When Jorge Bergoglio took the name Francis as Pope, he did something no pontiff has done before: placed himself in the tradition of the Poverello. It is, says this leading theologian, a challenge to the Roman system, in terms of both spiritual and institutional reform

Who could have imagined what has happened in the last weeks? When I decided, some months ago, to resign all of my official duties on the occasion of my eighty-fifth birthday, I assumed that in my lifetime I would never see fulfilled my decades-long dream that – after all the setbacks following the Second Vatican Council – the Catholic Church would once again experience the kind of rejuvenation that it did under Pope John XXIII.
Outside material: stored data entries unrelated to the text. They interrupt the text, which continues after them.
PR #168, opened 2020-02-24
Moved variant annotation hists functions to gnomad_hail

ch-kr:
from gnomad_qc (https://github.com/macarthur-lab/gnomad_qc/blob/master/gnomad_qc/v2/variant_qc/make_var_annot_hists.py)

### DIFF
--- a/gnomad_hail/utils/annotations.py
+++ b/gnomad_hail/utils/annotations.py
@@ -2,9 +2,9 @@ from gnomad_hail import *
 
 
 def pop_max_expr(
-        freq: hl.expr.ArrayExpression,
-        freq_meta: hl.expr.ArrayExpression,
-        pops_to_exclude: Optional[Set[str]] = None
+    freq: hl.expr.ArrayExpression,
+    freq_meta: hl.expr.ArrayExpression,
+    pops_to_exclude: Optional[Set[str]] = None,
 ) -> hl.expr.StructExpression:
     """
     Creates an expression containing popmax: the frequency information about the population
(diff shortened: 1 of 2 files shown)


gnomad_hail/utils/annotations.py
```diff
@@ -419,3 +419,63 @@ def annotate_freq(
 
     # Return MT with freq row annotation
     return mt.annotate_rows(freq=freq_expr).drop('_freq_meta')
+
+
+def get_annotations_hists(
+    ht: hl.Table, annotations_hists: Dict[str, Tuple],
```
lfrancioli: I think moving `annotations_hists` to the next line would increase readability

gnomad_hail/utils/annotations.py
```diff
@@ -419,3 +419,63 @@ def annotate_freq(
...
+    log10_annotations: List[str] = ['DP']
+    ) -> Dict[str, hl.expr.StructExpression]:
+    """
+    Creates histograms for variant metrics.
```
lfrancioli: How about "Creates histograms for variant metrics in `ht.info` ?"

gnomad_hail/utils/annotations.py
```diff
@@ -419,3 +419,63 @@ def annotate_freq(
...
+    :param Table ht: Table with variant metrics
+    :param Dict annotations_hists: Dictionary of metrics names and their histogram values (start, end, bins)
+    :param List log10_annotations: List of metrics to log scale
+    :return: Dictionary of metrics and their histograms
+    :rtype: Dict[str, hl.expr.StructExpression]
+    """
+    hist_dict = {}
+
+    # Check all fields in ht.info and create histograms if they are in annotations_hists dict
+    info_fields = list(ht.row.info)
```
lfrancioli: unnecessary: you can directly write `for field in ht.row.info:`

lfrancioli: Also -and up to you if you like/dislike it- but you could write this like that if you want:
```
return {
    field: hl.agg.hist(
            hl.log10(ht[field] if field in log10_annotations else ht[field), start, end, bin
    ) for field, (start, end, bins) in annotations_hists.items() if field in ht.row.info
}
```

gnomad_hail/utils/annotations.py
```diff
@@ -419,3 +419,63 @@ def annotate_freq(
...
+            start, end, bins = annotations_hists[field]
+            if field in log10_annotations:
+                hist_dict[field] = hl.agg.hist(hl.log10(ht[field]), start, end, bins)
+            else:
+                hist_dict[field] = hl.agg.hist(ht[field], start, end, bins)
+
+    return hist_dict
+
+
+def create_frequency_bins(ht: hl.Table) -> hl.Table:
```
lfrancioli: How about changing signature to be the following?
```
def create_frequency_bins_expr(
   ac: hl.expr.NumericExpression,
   af:  hl.expr.NumericExpression
) -> hl.expr.StringExpression:
```

gnomad_hail/utils/annotations.py
```diff
@@ -419,3 +419,63 @@ def annotate_freq(
...
+    """
+    Creates bins for frequencies in preparation for aggregating QUAL by frequency bin.
```
lfrancioli: I think it's worth adding the list of bins created

gnomad_hail/utils/annotations.py
nawatts: Plug for [Black](https://pypi.org/project/black/) to automatically resolve all formatting discussions.

gnomad_hail/utils/annotations.py
ch-kr: ooh, nice!

ch-kr:
Thanks for the suggestions! Back to you

PR #169, opened 2020-02-25
Refactor argument parsing for import resources script

nawatts:
Currently, import_resources.py creates an optional argument for each resource (and each version for versioned resources). This changes it to use one required argument for the list of resources to import. Thus, usage changes from `import_resources.py --grch37.clinvar.20181028` to `import_resources.py grch37.clinvar.20181028`.

This simplifies the argument handling code and removes restrictions on version IDs created by their being used in argument names (see https://github.com/macarthur-lab/gnomad_hail/pull/160#issuecomment-584714468).


gnomad_hail/resources/import_resources.py
```diff
@@ -38,45 +40,32 @@ def get_module_importable_resources(module, prefix: Optional[str] = None) -> Dic
...
+        resource.import_resource(args.overwrite)
 
 
 if __name__ == "__main__":
-    parser = argparse.ArgumentParser()
-    grch37_grp = parser.add_argument_group('grch37 resources')
-    add_arguments_from_resources_dict(grch37_grp, grch37_resources)
-    grch38_grp = parser.add_argument_group('grch38 resources')
-    add_arguments_from_resources_dict(grch38_grp, grch38_resources)
+    wrapper = textwrap.TextWrapper(width=100, initial_indent=" " * 2, subsequent_indent=" " * 4)
```
nawatts: The usage output here is significantly wider than argparse's default. Using `100` here allows most resource paths and import paths to fit on one line instead of being wrapped.

gnomad_hail/resources/import_resources.py
```diff
@@ -38,45 +40,32 @@ def get_module_importable_resources(module, prefix: Optional[str] = None) -> Dic
...
+    resources_help = "Resource to import. Choices are:\n" + "\n".join(
+        itertools.chain.from_iterable(
```
lfrancioli: Can you wrap this in a function so that we can reuse this for resources importing in other projects (e.g. gnomad v3)?

PR #171, opened 2020-02-26
Added info ht calculation and split info ht functionality

ch-kr:
...to sparse_mt.py

### DIFF
--- a/gnomad_hail/utils/sparse_mt.py
+++ b/gnomad_hail/utils/sparse_mt.py
@@ -1,6 +1,6 @@
+from .annotations import get_lowqual_expr
 from .generic import *
 from .gnomad_functions import get_adj_expr
-from .variant_qc import get_lowqual_expr
 
 INFO_SUM_AGG_FIELDS= ['QUALapprox']
 INFO_INT32_SUM_AGG_FIELDS = ['VarDP']
@@ -367,6 +367,7 @@ def get_site_info_expr(
 
 def default_compute_info(
     mt: hl.MatrixTable,
+    site_annotations: bool = False,
     n_partitions: int = 5000
 ) -> hl.Table:
     """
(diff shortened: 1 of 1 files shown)


gnomad_hail/utils/sparse_mt.py
```diff
@@ -363,6 +365,90 @@ def get_site_info_expr(
...
+    ).rows()
+
+    # Add lowqual flag
+    info_ht = info_ht.annotate(
+        lowqual=get_lowqual_expr(
+            info_ht.alleles,
+            info_ht.info.QUALapprox,
+            # The indel het prior used for gnomad v3 was 1/10k bases (phred=40).
+            # This value is usually 1/8k bases (phred=39).
+            indel_phred_het_prior=40
```
lfrancioli: we should use the default here I think.

gnomad_hail/utils/sparse_mt.py
```diff
@@ -363,6 +365,90 @@ def get_site_info_expr(
     return info
 
 
+def default_compute_info(
+    mt: hl.MatrixTable,
+    n_partitions: int = 5000
```
lfrancioli: worth adding an option for adding the site-level info too?

gnomad_hail/utils/sparse_mt.py
```diff
@@ -363,6 +365,90 @@ def get_site_info_expr(
...
+            # The indel het prior used for gnomad v3 was 1/10k bases (phred=40).
+            # This value is usually 1/8k bases (phred=39).
+            indel_phred_het_prior=40
+        )
+    )
+
+    return info_ht.naive_coalesce(n_partitions)
+
+
+def split_info(ht: hl.Table) -> hl.Table:
```
lfrancioli: I think this may be better as an expr -> expr function, what do you think?

ch-kr: works for me!

PR #176, opened 2020-03-02
Restructure as namespace packages

nawatts:
Restructures the repository to have `gnomad.resources` and `gnomad.utils` as [namespace packages](https://packaging.python.org/guides/packaging-namespace-packages/).

A consequence of this change is that `from gnomad import ...` no longer works. Imports must be from one of the packages (`from gnomad.resources import ...` etc.). Some imports in util modules had to be changed because of that.


docs/generate_api_reference.py
```diff
@@ -133,4 +133,14 @@ def write_package_doc(package_name):
 
 
 if __name__ == "__main__":
-    write_package_doc("gnomad_hail")
+    packages = ["resources", "utils"]
```
lfrancioli: I'm not 100% sure I understand this so just wanted to double check: resources and utils will still be under the same package, right? Or is this separating them into two?

nawatts: They will be distributed together. pip installing `gnomad` will get you both `gnomad.resources` and `gnomad.utils`.

nawatts: However, since now the top level `gnomad` is a namespace instead of a package, it has to be handled differently here.

lfrancioli: all right, sounds good! And the docs will still be available in the same format together?

nawatts: Yes

lfrancioli: sweet!

PR #181, opened 2020-03-03
Added two annotations from v3 (absent from v2) to annotations hists c…

lfrancioli:
…onstants


lfrancioli:
@ch-kr super small one for you in the context of the annotations hists

lfrancioli:
OK, actually running this over the v3, I found a couple of bugs that I squashed in this PR too!

PR #186, opened 2020-03-05
Added function to generic that returns file size and md5

ch-kr:


gnomad/utils/generic.py
```diff
@@ -1327,3 +1327,36 @@ def rep_on_read(path: str, n_partitions: int) -> hl.MatrixTable:
...
+            size = int(value)
+            if size >= one_gibibyte:
+                info["size"] = f"{round(size / one_gibibyte, 2)} GiB"
+            else:
+                info["size"] = f"{round(size / one_mebibyte, 2)} MiB"
+
+        if label == "Hash (md5)":
+            info["md5"] = base64.b64decode(value).hex()
+
+    return (info["size"], info["md5"])
```
nawatts: It might be useful to return the integer size as well as the GiB/MiB string.

gnomad/utils/generic.py
```diff
@@ -1327,3 +1329,36 @@ def rep_on_read(path: str, n_partitions: int) -> hl.MatrixTable:
...
+            size = int(value)
+            if size >= one_gibibyte:
+                info["size"] = f"{round(size / one_gibibyte, 2)} GiB"
+            else:
+                info["size"] = f"{round(size / one_mebibyte, 2)} MiB"
+
+        if label == "Hash (md5)":
+            info["md5"] = base64.b64decode(value).hex()
+
+    return (int(info["size"]), info["size"], info["md5"])
```
nawatts: `int` won't work here, since the string contains "MiB" or "GiB". This should probably be the original `size` value in bytes.

ch-kr: hehe yes sorry also just realized this and pushed

lfrancioli:
Isn't this redundant with https://hail.is/docs/0.2/utils/index.html?highlight=hadoop#hail.utils.hadoop_stat

ch-kr:
I didn't realize that existed, it doesn't return the md5 does it?

lfrancioli:
no, so still useful!

PR #199, opened 2020-03-16
small enhancement to subset in generic.py

lfrancioli:


lfrancioli:
In addition, I think that naming an arg `gt_expr` that has a `str` type is misleading.. If this isn't used too broadly yet, I think we should either change the name or the type of the arg. Since the default for this field is different for dense vs sparse matrix, I wonder if it would be best to change the type..

ch-kr:
I don't have strong feelings about the GT arg; changing the type sounds good to me

PR #206, opened 2020-03-25
Add missing import statement

gtiao:


gnomad/utils/sample_qc.py
```diff
@@ -3,6 +3,7 @@
 from .gnomad_functions import logger, filter_to_adj
 from .sparse_mt import impute_sex_ploidy
 from gnomad.utils.relatedness import get_duplicated_samples
+from gnomad.utils.generic import filter_low_conf_regions
```
nawatts: This is already imported by `from .generic import *`, but 👍for the specific import.

jkgoodrich: Just realized how long this PR has been here, is it good to merge, should we switch to specific imports for anything else that is needed too, or keep the general import and not this one because it is redundant?

nawatts: Long term, I'd vote for all specific imports. We can also enforce that with PyLint (we currently don't fail on warnings because there are so many of them).

jkgoodrich: Great, thank you! I will modify and ask for a re-review so we can get this merged.

jkgoodrich: actually, I'm going to close this because after the reorganization it's not relevant anymore

PR #57, opened 2019-11-01
add 'variable' and 'group' kwargs to 'rioxarray.open_rasterio()' to allow filtering of subdatasets

snowman2:
- [x] Tests added

### DIFF
--- a/rioxarray/_io.py
+++ b/rioxarray/_io.py
@@ -7,6 +7,7 @@ Source file: https://github.com/pydata/xarray/blob/1d7bcbdc75b6d556c04e2c7d7a042
 """
 
 import os
+import re
 import warnings
 from collections import OrderedDict
 from distutils.version import LooseVersion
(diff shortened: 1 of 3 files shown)


rioxarray/_io.py
```diff
@@ -194,14 +195,49 @@ def parsevec(s):
...
+ 
+    Returns
+    -------
+    re.SRE_Pattern: output of re.compile()
+    """
+    variable_query = r"\w+"
+    if variable_names is not None:
+        if not isinstance(variable_names, (tuple, list)):
+            variable_names = [variable_names]
+        variable_query = rf"(?:{'|'.join(variable_names)})"
```
justingruca: Are there any restrictions on the syntax of `variable_names`? Might want to run them through [`re.escape`](https://docs.python.org/3/library/re.html#re.escape).

rioxarray/_io.py
```diff
@@ -194,14 +195,49 @@ def parsevec(s):
...
+    if group_names is not None:
+        if not isinstance(group_names, (tuple, list)):
+            group_names = [group_names]
+        group_query = rf"(?:{'|'.join(group_names)})"
```
justingruca: Same with `group_names`.

rioxarray/_io.py
```diff
@@ -194,14 +195,49 @@ def parsevec(s):
     return parsed_tags
 
 
+def build_subdataset_filter(group_names, variable_names):
+    """
+    Examples:
+'HDF4_EOS:EOS_GRID:"./modis/MOD09GQ.A2017290.h11v04.006.NRT.hdf":MODIS_Grid_2D:sur_refl_b01_1'
```
justingruca: indent?

snowman2: Fixed that one.

rioxarray/_io.py
snowman2: Good suggestion. Added it in. Thanks!

PR #68, opened 2019-11-22
Write raster metadata

### LINKED ISSUE #64: Write out metadata to tif files on export
1. Preserve attributes in the tags
2. Band names: https://gis.stackexchange.com/a/284242/144357

snowman2:
- [x] Closes #64
 - [x] Tests added

NOTE: removed writing creation_date on raster operations. Not necessary and probably unwanted.


rioxarray/rioxarray.py
```diff
@@ -1177,6 +1177,27 @@ def to_raster(
             ),
             **out_profile,
         ) as dst:
+            # write metadata to raster
```
snowman2: Hmmm, this method is getting a bit too long.

rioxarray/rioxarray.py
```diff
@@ -1177,6 +1177,27 @@ def to_raster(
...
+            tags = {} if tags is None else tags
+            dst.update_tags(**self._obj.attrs, **tags)
+
+            # write band name information
+            long_name = self._obj.attrs.get("long_name")
+            if isinstance(long_name, (tuple, list)):
```
snowman2: Need test for this case.

snowman2: Added

rioxarray/rioxarray.py
snowman2: Moved to separate function

PR #79, opened 2020-01-20
 Add support for writing scales & offsets to raster; Don't write standard raster metadata to raster tags

### LINKED ISSUE #78: Saving a RasterArray with a float nodata value encodes it as a string and transform information is corrupted
I'm on the most recent version of rioxarray, .18

The data file I'm using, "NEON-DS-Airborne-Remote-Sensing/HARV/DTM/HARV_dtmCrop.tif" can be downloaded here: https://ndownloader.figshare.com/articles/2009586/versions/10

```python
DTM_UTM = xarray.open_rasterio("data/NEON-DS-Airborne-Remote-Sensing/HARV/DTM/HARV_dtmCrop.tif")

from rasterio.crs import CRS
crs = CRS.from_epsg(4326)

reprojected = DTM_UTM.rio.reproject(dst_crs=crs)
# this is a float
reprojected.rio.nodata
reprojected_path = "data/NEON-DS-Airborne-Remote-Sensing/HARV/DTM/HARV_dtmCrop_WGS84.tif"
reprojected.rio.to_raster(reprojected_path)

DTM_WGS84 = xarray.open_rasterio(reprojected_path)
DTM_WGS84.rio.nodata # this is now a string because it was saved to a raster but it should be a float or int
```
```
'-9999.0'
```
Is this fixable? I tried converting the nodata value to an int first before saving but the issue still came up. I see that there is also a `nodatavals` attribute in my dataset that actually contains a float in a tuple, so I can use that, but I'm curious if it is possible to handle the `nodata` value issue since I'm designing a geospatial python lesson that uses rioxarray. Thanks for the great library!

snowman2:
- [x] Closes #78
 - [x] Tests added

### DIFF
--- a/docs/history.rst
+++ b/docs/history.rst
@@ -1,6 +1,11 @@
 History
 =======
 
+0.0.19
+-------
+- Add support for writing scales & offsets to raster (pull #79)
+- Don't write standard raster metadata to raster tags (issue #78)
+
 0.0.18
 ------
 - Fixed windowed writing to require tiled output raster (pull #66)
--- a/rioxarray/rioxarray.py
+++ b/rioxarray/rioxarray.py
@@ -209,9 +209,32 @@ def _write_metatata_to_raster(raster_handle, xarray_dataset, tags):
     """
     Write the metadata stored in the xarray object to raster metadata
     """
-    # write metadata to raster
-    tags = {} if tags is None else tags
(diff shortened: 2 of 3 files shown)


snowman2:
Failures are unrelated to this PR - looks like GDAL 2.4.4 broke some things.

And now my theological companion of many decades, Joseph Ratzinger – both of us are now 85 – suddenly announced his resignation of his papal office effective from the end of February. And, on 19 March (his name day and my birthday), a new Pope with the surprising and programmatic name Francis assumed this office.

Has Jorge Mario Bergoglio considered why no Pope has dared to choose the name of Francis until now? At any rate, the Argentinian was aware that with the name Francis he was connecting himself with Francis of Assisi – the thirteenth-century downshifter who had been the fun-loving, worldly son of a

rich textile merchant in Assisi until the age of 24, when he gave up his family, wealth and career, even giving his splendid clothes back to his father.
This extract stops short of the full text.